# Silver speckling on submersed leaves?



## JSeymour (May 26, 2016)

A couple weeks ago, I received some Cryptocorynes from Malaysia in a group order. There were a few free gifts in the shipment. One of these freebies were some rhizomes labeled, C. wendtii 'Brown'. The wendtii went home with me. One of these rhizomes is not like the others. 

I'm not necessarily looking for an ID(but if you have one let me hear it), but I was wondering if anyone has ever seen this awesome silver speckling before. I have combed the web looking for pics or descriptions that would explain or match it. Nothing so far. The other C. wendtii 'Brown's that came with it, are surrounding it (and a tiny baby C. x willis var. lucens).

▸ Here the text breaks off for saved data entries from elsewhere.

PR #376, opened 2024-10-11
Use better Win32 mutexes for rc_mutex_t

CasualPokePlayer:
https://learn.microsoft.com/en-us/archive/msdn-magazine/2012/november/windows-with-c-the-evolution-of-synchronization-in-windows-and-c

On Windows, a simple Mutex HANDLE (using *Mutex functions) seems like an appropriate implementation for rc_mutex_t. While it does work, it is horribly inefficient and actually overkill, as on Win32, a Mutex is a synchronization object capable of inter-process locking, thus requiring entering kernel code always when using a *Mutex function (going into kernel code implicitly being fairly expensive).

A critical section works similarly, except it is not capable of inter-process locking. This is much better for rc_mutex_t, which is obviously not expecting to be used in a different process. Critical sections are also capable of spinlooping for a little bit of time before trying to acquire the critical section, thus potentially avoiding an expensive system call when contention goes away quickly.

Windows Vista introduced slim reader/writer (SRW) locks. These are very lightweight, mostly implemented in user mode (only going to kernel if it decides it should just outright sleep), and using newer (more efficient) "keyed event objects" (which only have 1 actual kernel object allocated for all objects, only used as a last resort for critical sections due to backwards compatibility reasons). They aren't a direct replacement for critical sections as they are incapable of recursive acquires, but that's easy enough to implement by tracking the current thread owner.

In case code is compiled with Vista or later as the minimum version (WINVER >= 0x0600) then SRW locks will be used, otherwise critical sections will be used.

This commit also does a minor fix in rc_compat.h with libogc mutexes, as previously it was just including pthread.h and typedef'ing rc_mutex_t against pthread_mutex_t. Not sure why this ever compiled exactly (does that indicate GC/Wii can just use pthread mutexes? Or was RC_NO_THREADS actually being defined?), but regardless I've changed it to properly typedef against libogc's mutex_t.

### DIFF
--- a/src/rc_compat.c
+++ b/src/rc_compat.c
@@ -59,7 +59,7 @@ int rc_snprintf(char* buffer, size_t size, const char* format, ...)
 
   va_start(args, format);
 
-#ifdef __STDC_WANT_SECURE_LIB__
+#ifdef __STDC_SECURE_LIB__
   result = vsprintf_s(buffer, size, format, args);
 #else
   /* assume buffer is large enough and ignore size */
@@ -74,7 +74,7 @@ int rc_snprintf(char* buffer, size_t size, const char* format, ...)
 
 #endif
 
-#ifndef __STDC_WANT_SECURE_LIB__
+#ifndef __STDC_SECURE_LIB__
 
 struct tm* rc_gmtime_s(struct tm* buf, const time_t* timer)
 {
--- a/src/rc_compat.c
+++ b/src/rc_compat.c
@@ -106,6 +106,7 @@ void rc_mutex_init(rc_mutex_t* mutex)
 void rc_mutex_destroy(rc_mutex_t* mutex)
 {
   /* Nothing to do here */
+  (void)mutex;
 }
 
 void rc_mutex_lock(rc_mutex_t* mutex)
--- a/src/rc_compat.c
+++ b/src/rc_compat.c
@@ -1,5 +1,6 @@
 #include "rc_compat.h"
 
+#include <assert.h>
 #include <ctype.h>
 #include <stdarg.h>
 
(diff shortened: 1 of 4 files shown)


src/rc_compat.c
```diff
@@ -88,32 +89,78 @@ struct tm* rc_gmtime_s(struct tm* buf, const time_t* timer)
...
+    assert(mutex->owner == 0 && mutex->count == 0);
+    mutex->owner = current_thread;
+    mutex->count = 1;
+  }
+}
+
+void rc_mutex_unlock(rc_mutex_t* mutex)
+{
+  if (mutex->owner == GetCurrentThreadId()) {
+    if (--mutex->count == 0) {
```
Jamiras, line 130: Recommend having an `assert(mutex->count > 0)` here too. It actually makes more sense than having one when acquiring the lock.

src/rc_compat.h
```diff
@@ -1,6 +1,11 @@
 #ifndef RC_COMPAT_H
 #define RC_COMPAT_H
 
+#ifdef _WIN32
+ #define WIN32_LEAN_AND_MEAN
```
Jamiras, line 5: This needs to be wrapped in an `#ifndef`:
```
2>E:\Source\RetroAchievements\RAIntegration\rcheevos\src\rc_compat.h(5,10): warning C4005: 'WIN32_LEAN_AND_MEAN': macro redefinition
```

src/rc_compat.c
```diff
@@ -88,32 +89,78 @@ struct tm* rc_gmtime_s(struct tm* buf, const time_t* timer)
...
+  /* Nothing to do here */
+  (void)mutex;
+}
+
+void rc_mutex_lock(rc_mutex_t* mutex)
+{
+  DWORD current_thread = GetCurrentThreadId();
+  if (mutex->owner == current_thread) {
+    ++mutex->count;
+    assert(mutex->count > 0);
```
Jamiras, line 117: Missing include.
```
1>E:\Source\RetroAchievements\RAIntegration\rcheevos\src\rc_compat.c(116,5): warning C4013: 'assert' undefined; assuming extern returning int
```

src/rc_compat.h
```diff
@@ -77,10 +82,22 @@ RC_BEGIN_C_DECLS
...
+     DWORD owner;
+     DWORD count;
+   #else
+     /* Pre-Vista must use a critical section */
+     CRITICAL_SECTION critical_section;
+   #endif
+   } rc_mutex_t;
+ #elif defined(GEKKO)
+  #include <ogcsys.h>
+  typedef mutex_t rc_mutex_t;
```
Jamiras, line 100: The GEKKO code was written by another user. I have no way to test it.

See #312.

src/rc_compat.c
CasualPokePlayer: That's odd, there's an `#include <assert.h>` at the top of the file, which should include assert just fine?

Jamiras: Yep. I might have screwed something up copying the changes across.

src/rc_compat.h
CasualPokePlayer: Looking more deeply at the libogc docs indicates the usage is still wrong anyways: https://libogc.devkitpro.org/mutex_8h.html

Nearly all the functions take the mutex_t by value rather than by reference (only init takes it by reference). The LWP_MutexInit call also seems to be nonsense (passing NULL for the bool use_recursive seems unintended).

I could move fixes for that in a separate PR (presumingly some investigation might by warranted by RetroArch's side, RC_NO_THREADS might be getting defined hence why that is seemingly building at all).

CasualPokePlayer: Seems RC_NO_THREADS is actually getting defined on RetroArch's side: https://github.com/libretro/RetroArch/blob/228426880babb529fae8f01598a6d34698ad3b18/griffin/griffin.c#L194

Jamiras (approved):

PR #377, opened 2024-10-12
Do fixes for Gekko mutexes, implement 3DS mutexes

CasualPokePlayer:
These lines from RetroArch probably should be removed after this PR is in RetroArch's rcheevos copy. https://github.com/libretro/RetroArch/blob/228426880babb529fae8f01598a6d34698ad3b18/griffin/griffin.c#L193-L195

### DIFF
--- a/src/rc_compat.c
+++ b/src/rc_compat.c
@@ -177,22 +177,47 @@ void rc_mutex_unlock(rc_mutex_t* mutex)
 
 void rc_mutex_init(rc_mutex_t* mutex)
 {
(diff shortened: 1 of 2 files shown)


Jamiras (approved):
I have no way to test this. Looks reasonable.

Jamiras:
https://github.com/RetroAchievements/rcheevos/pull/378#issuecomment-2415564923
> Note probably want to introduce an !defined(_3DS) for the _XOPEN_SOURCE define guard when https://github.com/RetroAchievements/rcheevos/pull/377 is merged.

PR #386, opened 2024-11-16
Optimize CIA hashing

CasualPokePlayer:
The section of data between the header and ExeFS normally has to be "decrypted" to obtain the right AES state. However, we can just abuse the way CBC works and get the right IV regardless, by just reading the previous encrypted block before the ExeFS.


Jamiras (approved):
Verified this generates the same hashes for the handful of .cia files I have.

PR #408, opened 2025-03-23
Remove HAVE_LUA define

Jamiras:
After seven years of carrying around the code but never enabling it, I've finally made the decision to remove it as much as possible without breaking any of the API signatures.

LUA was originally seen as a potential solution for dealing with pointers and reusing the results of complex calculations. The first is now possible via AddAddress, and the second via Remember/Recall.

There is still other functionality that LUA could provide, like scanning blocks of memory and traversing linked lists, but we're very hesitant to support any sort of iteration construct as the developer could easily write an infinite loop (or just an inefficient one) and crash the emulator or introduce so much overhead to achievement processing that the gameplay would be affected. When we introduce functionality to do these things, we'll can add safeguards to limit the number of iterations (similar to safeguard we added where dividing by zero results in 0 instead of a crash).

To this end, I've removed all internal references to LUA. LUA was never exposed through the `rc_client` interface, so there should be very few implementations even referencing the external functions that were affected. Even so, I opted to renamed the parameters in the affected functions to `void* unused_L` and `int unused_funcs_idx` to obscure the legacy (never enabled) functionality.


Souzooka:
If I can say my piece, it's a bit sad to see this flag go. There's a bit of a silver lining to this though and something I hope which is considered when/if Lua is ever considered as a tool again, and that is that this current implementation was doomed to cause tons of technical debt if it was ever utilized. This is because it basically required each script to have its own Lua script if they used the flag, which would require duplicated code for every single asset if impossible calculations in rcheevos were necessary.

While math is somewhat improved due to remember/recall, it's still somewhat limited due to the lack of additional intermediary variables (which can manifest itself in pointer arithmetic, but a very popular example would be for example calculating 2d dist2, which would require 2 remember/recall pairs, while 3d dist2 would require 3). 

I hope a future implementation allows a more holistic approach over all assets in an achievement set, similar to how RAScript via RATools currently works, and really that the onus for poorly implemented iteration constructs (and bad code in general) is put onto CRs and D/C, especially because any hangs could theoretically just be interrupted by rcheevos itself as it would have control over the lua state.

I think something which should be considered is that lua could actually offer performance benefits for more complicated titles since every possible runtime case has to be solved by the rcheevos logic while logic with branches could just take the correct path first. Additionally, work cannot be shared across assets currently, meaning any calculations which could have been shared have to be done for every single asset, and for every single frame. A good example of this pitfall befalls one of my sets, Sega Rally Championship 2 which, since it runs on the Windows CE framework, every achievement has to have many superfluous alt groups where they just heuristically guess where the game process starts in memory, and where dynamic variables are located within the memory. These checks have to occur over and over, for every asset, every single frame, while with something like lua this could be calculated once and then used ad infinitum for the same session.

Jamiras:
> a very popular example would be for example calculating 2d dist2,

This can be done without using any intermediary variables:

```
sqrt((x2-x1)² + (y2-y1)²) < n
(x2-x1)² + (y2-y1)² < n²
(x2-x1)(x2-x1) + (y2-y1)(y2-y1) < n²
(x2*x2)+(x2*-x1)+(-x1*x2)+(-x1*-x1) + (y2*y2)+(y2*-y1)+(-y1*y2)+(-y1*-y1) < n²
```
```
AddSource x2 * x2
SubSource x2 * x1
SubSource x1 * x2
AddSource x1 * x1
AddSource y2 * y2
SubSource y2 * y1
SubSource y1 * y2
AddSource y1* y1
          0 < 100  # or whatever n*n is
```
I admit it's not clear that that is doing a 2D distance check, but anything with more than a couple of chained conditions can be hard to grok.

I haven't tried the 3D distance calculation, but I imagine it has a similar expansion.

Jamiras:
> Additionally, work cannot be shared across assets currently

I am totally for doing this, it just requires a lot of work across all levels of the architecture and there so many other higher priority and/or easier things to knock out first.

I'd like to define variables as a new asset type. They would be built like a leaderboard value. The result could be used in any other asset, including additional variables. They would also have their own delta/prior value, so you could do something like:

```
* {pokemon_caught}: (Measured large AddSource chain)
* achievement1 "catch em all": {pokemon_caught}=251, delta {pokemon_caught}=251
* achievement2 "catch 100 of em": {pokemon_caught}=100, delta {pokemon_caught}=100
* rich presence: "@Number({pokemon_caught}) pokemon caught"
```

Souzooka:
I hadn't considered looking for such an expansion for 2d dist2, I'll have to try throwing that into logic sometime. One limitation though is that it wouldn't work if both x1 and x2 were behind two different pointers (i.e. you were doing a 2d distance check between two different game entities) though I imagine x2,y2 would usually be a hardcoded value most of the time anyways.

BTW, my best guess is C. undulata from the ruffled edge and marmorated markings.



















So does anyone know what causes this? Or know of a species that gets these shimmering spots?


----------



## bdoss1985 (Aug 14, 2014)

So hard to guess with leaves since different conditions can cause the leaves in crypts to differ. When it grows out a little more we can get a better guess though

Sent from my SM-N910V using Tapatalk


----------



## JSeymour (May 26, 2016)

I know an ID is basically out of the question right now, undulata was just my guess. I'm really more curious about the silvery white speckling. It reminds me of the speckling that Bucephalandra species get when grown submersed.


----------



## bdoss1985 (Aug 14, 2014)

Sent from my SM-N910V using Tapatalk


----------



## bdoss1985 (Aug 14, 2014)

I do have a buce with that also









Odd silvery only see it under water though

Sent from my SM-N910V using Tapatalk


----------



## JSeymour (May 26, 2016)

Does that undulata have silver speckles? I can't tell from the pic. If it does, I'd be curious to know if any other species get them too, or is this an undocumented characteristic of undulata specifically?


----------



## bdoss1985 (Aug 14, 2014)

Sorry no Idea on the undulata emersed it doesn't

Sent from my SM-N910V using Tapatalk


----------



## reardons (Nov 4, 2014)

Silver specking is common on Bruce's, which are a rhizome plant. Crypts are rooted plants.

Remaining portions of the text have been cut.